Researcher Recognized for Early Success; Military Family Tradition Led Him to VA

By Steve Lewis

Jeff Capadona, PhD

CLEVELAND – It’s no coincidence that Jeff Capadona, PhD, has chosen a career dedicated to bettering the lives of veterans.

But while his father, uncle and grandparents all served in the military, fate apparently had other plans for him.

“At one point I wanted to go to a military academy, but I got into a baseball school instead,” he shares. “Then I thought I’d go back and maybe be a Navy SEAL, but I hurt my back, which ruled out service itself.”

Still, says Capadona, he had the urge to give back — to show his deep appreciation for what servicemembers do. “When I see someone in uniform I say ‘Thank you,’” he says.

Ultimately, his expertise and training as a chemist led him to a career as a VA researcher.

“I’ve been with VA since I graduated from Georgia Tech in 2005,” says Capadona, a research health scientist with the Cleveland VAMC and the Advanced Platform Technology Center — one of VA’s research Centers of Excellence — and an assistant professor of biomedical engineering at Case Western Reserve University.

In addition to his desire to give back, Capadona says he was drawn to VA because its career-development program is “far superior” to others he had considered.

“I had other offers for traditional post-doc positions, but VA offers opportunities for growth and development in new areas, with the understanding that they wanted to keep me here and enable me to grow,” he explains.

Specifically, he continues, VA has a very structured program for career development awards. “The first is two years in someone else’s lab and project; then if it’s successful you compete for another grant, and get startup funds for your own project,” he explains. “It’s a very nurturing program – they develop talent within to keep you there.”

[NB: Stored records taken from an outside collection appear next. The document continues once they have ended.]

PR #6942, opened 2026-06-30
ci(l1): run no_std check against zkVM standard target

iovoid:
**Motivation**

Previously we used the `riscv64imac` target, but the [standard](https://github.com/eth-act/zkvm-standards/blob/main/standards/riscv-target/target.md) is `riscv64im_zicclsm`.

**Description**

Sets the target to `riscv64im_zicclsm`. It's nonstandard, so it has to be built from a a target json.

Importantly, while the target does not support atomics we can enable lowering (turning atomic into non-atomic operations) because zkVMs run in single-core (hart in RISC-V terms).

### DIFF
--- a/.github/workflows/pr_nostd.yaml
+++ b/.github/workflows/pr_nostd.yaml
@@ -33,15 +33,18 @@ jobs:
     steps:
       - uses: actions/checkout@v6
 
+      # Pinned for reproducibility (build-std + json-target-spec are nightly-only);
+      # bump the date deliberately. dtolnay has no per-date ref, so pass it as input.
       - name: Install Rust nightly + rust-src
-        uses: dtolnay/rust-toolchain@nightly
+        uses: dtolnay/rust-toolchain@master
         with:
+          toolchain: nightly-2026-06-29
           components: rust-src
 
       - name: Check no_std crates against the zkVM standard target
         run: |
           TARGET=.github/targets/riscv64im_zicclsm-unknown-none-elf.json
-          cargo +nightly -Z json-target-spec -Z build-std=core,alloc check \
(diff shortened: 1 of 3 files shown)


.github/workflows/pr_nostd.yaml
```diff
@@ -24,17 +25,23 @@ env:
...
+    # see .github/targets/README.md.
+    name: no_std build check (riscv64im_zicclsm)
     runs-on: ubuntu-latest
     steps:
       - uses: actions/checkout@v6
 
-      - name: Install Rust
-        uses: dtolnay/rust-toolchain@1.91.0
+      - name: Install Rust nightly + rust-src
+        uses: dtolnay/rust-toolchain@nightly
```
pablodeymo: you should pin the version to a specific date

iovoid: Pinned in 8f93e3c

ilitteri (approved):

edg-l (approved):

ElFantasma (approved):
Small concern about the nightly pin: `-Z json-target-spec` and `-Z build-std` are both unstable, so any of them could get renamed or gated in a future nightly. Because the workflow only runs on PRs touching `crates/common/` or `crates/vm/`, a breakage in a random nightly bump wouldn't show up until someone unrelated to CI opens such a PR and gets a red X — awkward to debug for whoever triggers it.

What do you think about either (a) adding a weekly scheduled canary that runs this same check on unpinned `nightly` (the repo already has `daily_snapsync` / `daily_hive_report` / `daily_loc_report` so it'd fit), or (b) just handling it on-break by bumping the pin when someone hits it? No strong preference — the canary catches drift early, but on-break bumps are lower-maintenance.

In addition, he says, the benefits are more than academic. “I can see patients in the hallway; I walk past them on a daily basis,” he notes.

Early recognition

Capadona’s significant contributions to research at a relatively young age were formally recognized when he became one of four VA researchers and 96 total recipients of the 2011 Presidential Early Career Award for Scientists and Engineers (PECASE). The PECASE is the highest honor conferred by the U.S. government on federal researchers in the early stages of their careers.

The criteria for the award are promise and early success.

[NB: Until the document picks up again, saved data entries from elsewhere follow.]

PR #6944, opened 2026-07-01
fix(l1): flush db on graceful shutdown

edg-l:
## Problem

`docker restart -t 0` (and any abrupt exit) leaves the db in an unclean state. The SIGTERM/SIGINT handler only cancelled the token, wrote `node_config.json`, and slept 1s. It never drained the persist worker, never force-flushed the tail of the block-data buffer, and never fsynced RocksDB.

Two problems on exit:
- The tail of the in-memory block-data buffer (blocks queued but below the flush threshold) was dropped, so a block a crash would lose was also lost on a *graceful* stop.
- RocksDB memtables were never flushed, so the next open did WAL recovery.

Result: slow, unclean restarts (WAL replay + re-execution). Users worked around it by waiting ~2 min before killing.

## Fix

Add `Store::shutdown()` and call it from `server_shutdown` after cancelling the token:

1. Sends a `Shutdown` handshake to the persist worker. Being FIFO, it drains every queued block first.
2. Worker force-flushes the block-data buffer (not just the "when due" tail).
3. After the worker acks, `backend.flush()` flushes every CF memtable to SST and syncs the WAL, so the next open needs no recovery.

The in-memory trie diff-layers are **intentionally not** force-committed. The on-disk trie is a single-version, path-based store, so folding the non-finalized tail into it would leave a post-restart reorg unable to reconstruct the overwritten ancestor state (the node would wedge). Those recent (< `DB_COMMIT_THRESHOLD`) layers are simply dropped and re-executed on the next start from the deep, reorg-safe on-disk base, exactly as after any restart today.

Supporting changes:
- `StorageBackend::flush()` trait method (default no-op; RocksDB impl flushes CFs + syncs WAL).
- New `PersistMessage::Shutdown` handshake handled by the persist worker.
- RPC/engine servers now key their graceful-shutdown future on the `cancel_token` (`rpc_shutdown_signal`), not just Ctrl+C. This makes the engine API stop accepting requests on **SIGTERM** (`docker stop`) before the store is flushed.
- `init_l1` returns the `Store` so the shutdown handler can reach it.

## Note

`-t 0` sends SIGKILL with no grace period, which no handler can intercept. Pair this with a real `stop_grace_period` / `docker stop -t N` so the handler runs.

### DIFF
--- a/cmd/ethrex/ethrex.rs
+++ b/cmd/ethrex/ethrex.rs
@@ -5,11 +5,12 @@ use ethrex::{
     utils::{NodeConfigFile, get_client_version, is_memory_datadir, store_node_config_file},
 };
 use ethrex_p2p::{peer_table::PeerTable, types::NodeRecord};
+use ethrex_storage::Store;
 use serde::Deserialize;
 use std::{path::Path, time::Duration};
 use tokio::signal::unix::{SignalKind, signal};
 use tokio_util::sync::CancellationToken;
-use tracing::info;
+use tracing::{error, info};
 
 const LATEST_VERSION_URL: &str = "https://api.github.com/repos/lambdaclass/ethrex/releases/latest";
 
@@ -50,9 +51,19 @@ async fn server_shutdown(
     cancel_token: &CancellationToken,
     peer_table: PeerTable,
     local_node_record: NodeRecord,
+    store: &Store,
 ) {
     info!("Server shut down started...");
+    // Stop feeding new blocks before draining, so the persist queue can't grow.
     cancel_token.cancel();
+    // Drain the persist worker, commit all in-memory trie diff-layers and the
+    // block-data buffer, and fsync the DB. Without this an abrupt exit (e.g.
+    // `docker restart -t 0`) loses up to ~128 blocks of in-memory state and
+    // leaves the DB needing WAL recovery on next start.
+    info!("Flushing database to disk...");
+    if let Err(err) = store.shutdown().await {
+        error!("Failed to flush database on shutdown: {err}");
+    }
     if !is_memory_datadir(datadir) {
         let node_config_path = datadir.join("node_config.json");
         info!("Storing config at {:?}...", node_config_path);
@@ -179,7 +190,7 @@ async fn main() -> eyre::Result<()> {
     info!("ethrex version: {}", get_client_version());
     tokio::spawn(periodically_check_version_update());
 
-    let (datadir, cancel_token, peer_table, local_node_record) =
+    let (datadir, cancel_token, peer_table, local_node_record, store) =
         init_l1(opts, Some(log_filter_handler)).await?;
 
     let mut signal_terminate = signal(SignalKind::terminate())?;
@@ -188,10 +199,10 @@ async fn main() -> eyre::Result<()> {
 
     tokio::select! {
         _ = tokio::signal::ctrl_c() => {
-            server_shutdown(&datadir, &cancel_token, peer_table, local_node_record).await;
+            server_shutdown(&datadir, &cancel_token, peer_table, local_node_record, &store).await;
         }
         _ = signal_terminate.recv() => {
-            server_shutdown(&datadir, &cancel_token, peer_table, local_node_record).await;
+            server_shutdown(&datadir, &cancel_token, peer_table, local_node_record, &store).await;
         }
     }
 
--- a/cmd/ethrex/ethrex.rs
+++ b/cmd/ethrex/ethrex.rs
@@ -56,10 +56,11 @@ async fn server_shutdown(
     info!("Server shut down started...");
     // Stop feeding new blocks before draining, so the persist queue can't grow.
     cancel_token.cancel();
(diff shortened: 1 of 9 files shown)


ElFantasma (approved):
Minor observation, not a change request: `head_state_root` is captured in the caller task before `spawn_blocking`, so an FCU-in-flight that arrives after capture but before the worker processes Shutdown would advance `latest_block_header` after the fact, and that newer block's trie layer would stay in memory (discarded on exit). Since block bodies/headers are flushed by `flush_block_data`, restart re-executes those blocks from the last durably-committed head. That's a graceful degradation, not a bug — and taking a stale snapshot is strictly better than the alternative (racing an unconfirmed head into the trie DB). Worth mentioning in the shutdown docstring so operators know a truncated tail may re-execute on the next start; the tail is bounded by the persist channel capacity + FCU lag.

`StorageBackend::flush()` trait default (no-op) is correct for InMemory and future backends; the RocksDB impl does `flush_cf` over `TABLES` + `flush_wal(true)`, which is the canonical clean-shutdown recipe. 

The body's `-t 0` caveat (SIGKILL bypasses any handler; pair with `stop_grace_period` / `docker stop -t N`) is the right thing to call out for operators.

crates/storage/store.rs
```diff
@@ -392,6 +392,41 @@ impl Store {
         .map_err(|e| StoreError::Custom(format!("wait_for_persistence_idle join: {e}")))?
     }
 
+    /// Flushes all in-memory state to disk for a clean shutdown.
```
ilitteri, line 395: Do we really want to flush all in-memory state to disk for a clean shutdown? Wouldn't state regeneration do the work?

crates/storage/store.rs
```diff
@@ -392,6 +392,41 @@ impl Store {
...
+    ///
+    /// After this returns the persist worker has exited; the store must not be
+    /// used for further writes. Idempotent only in the sense that a second call
+    /// errors on the closed channel — call it exactly once, on shutdown.
+    pub async fn shutdown(&self) -> Result<(), StoreError> {
+        let tx = self.persist_tx.clone();
+        let backend = self.backend.clone();
+        // Anchor the flush to the confirmed canonical head so we never durably
+        // persist a non-canonical sidechain root.
+        let head_state_root = self.latest_block_header.get().state_root;
```
iovoid: This isn't _confirmed_ in the sense of it being finalized.

iovoid (changes requested):

crates/storage/store.rs
edg-l: Net less work: at shutdown we commit already-computed trie diffs; if we skip it, the next boot regenerates that same state by re-executing the blocks (+ WAL replay), which costs more

crates/storage/store.rs
edg-l: Good catch — reworded to "latest canonical head (not finalized)". We anchor on the latest canonical head (`latest_block_header`), which is not a finality guarantee; the tail past the last finalized block can still reorg. Fixed in c24c3fdc3.

ilitteri (approved):

crates/storage/store.rs
edg-l: You were right. I've dropped the trie force-commit. The on-disk trie is a single-version, path-based store, so folding the non-finalized tail into it would leave a post-restart reorg unable to reconstruct the overwritten ancestor state — the node wedges. So state regeneration is exactly the right call for the trie: the recent (< `DB_COMMIT_THRESHOLD`) layers stay in memory and re-execute on next boot from the deep, reorg-safe on-disk base, same as after any restart. Shutdown now only force-flushes the block-data buffer and syncs RocksDB (memtables + WAL) to avoid WAL replay — the parts that are safe to persist.

crates/storage/store.rs
edg-l: Resolved by removing the trie commit entirely rather than rewording. Your point was the actual problem: anchoring on a non-finalized head is unsafe here because the trie is a single-version path store — committing the non-finalized tail makes a post-restart reorg unrecoverable. Anchoring on finalized would be safe but buys almost nothing over normal operation (layers ≥128 deep are already committed), so shutdown no longer force-commits trie layers at all; they re-execute on next boot. It keeps only the block-data flush + WAL/memtable sync.

cmd/ethrex/ethrex.rs
```diff
@@ -50,9 +51,19 @@ async fn server_shutdown(
     cancel_token: &CancellationToken,
     peer_table: PeerTable,
     local_node_record: NodeRecord,
+    store: &Store,
 ) {
     info!("Server shut down started...");
+    // Stop feeding new blocks before draining, so the persist queue can't grow.
     cancel_token.cancel();
+    // Drain the persist worker, commit all in-memory trie diff-layers and the
```
iovoid: No longer the case

iovoid (changes requested):
PR description doesn't reflect the removal of trie flushing logic

iovoid (approved):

“I’d like to say it’s built on where we’re going or the trajectory of where we’re going,” he says. “I give a lot more credit to my mentors than to me.”

Capadona’s PhD focus area had been controlling the body’s response to medical devices (specifically orthopedic devices) and how to design them so they did not harm human tissue, enabling them to work longer and better.

“When I was recruited, it was for a joint-collaboration project between VA and Case Western to make probes that go deep into the brain and disappear mechanically from the inflammatory and immune system so that the body does not recognize them and they will, hopefully, work longer,” he explains, noting that the goal is to develop small electrodes in the outer layers of the brain and cortex and record what the nerve cells are doing. “They could be used to restore function in areas of the spine, for example, or for brain prosthetic devices, advanced ALS (amyotrophic lateral sclerosis) — which is a high veteran population —- or to control computers using thought,” Capadona notes.

The team already has published a couple of papers. “We designed a new class of materials never seen before that can change its mechanical properties based on two mechanisms we designed that respond to the environment of the brain; it starts out as stiff as a CD case, but once in the brain it softens to a thick gel that closely matches brain tissue, thus not causing much damage,” he explains. “This helped propel an early career name for myself within and outside VA.”

While still desiring to get back into orthopedic implants, Capadona says he has found the veteran population to be in much more dire need of this area of research and sees it as one where his expertise can help play a role.

“In the neurological field, a relatively small number of devices implanted in the brain can function and restore critical life-saving processes. And modest advances in the lab can mean major advances for human health, so I want to stay in this area and do what I can to make a difference,” he declares.

Capadona says he would “love” to stay with VA for his entire career, adding, “That’s the plan; to help others get started in VA the same way I did. Helping grow more scientists would be great.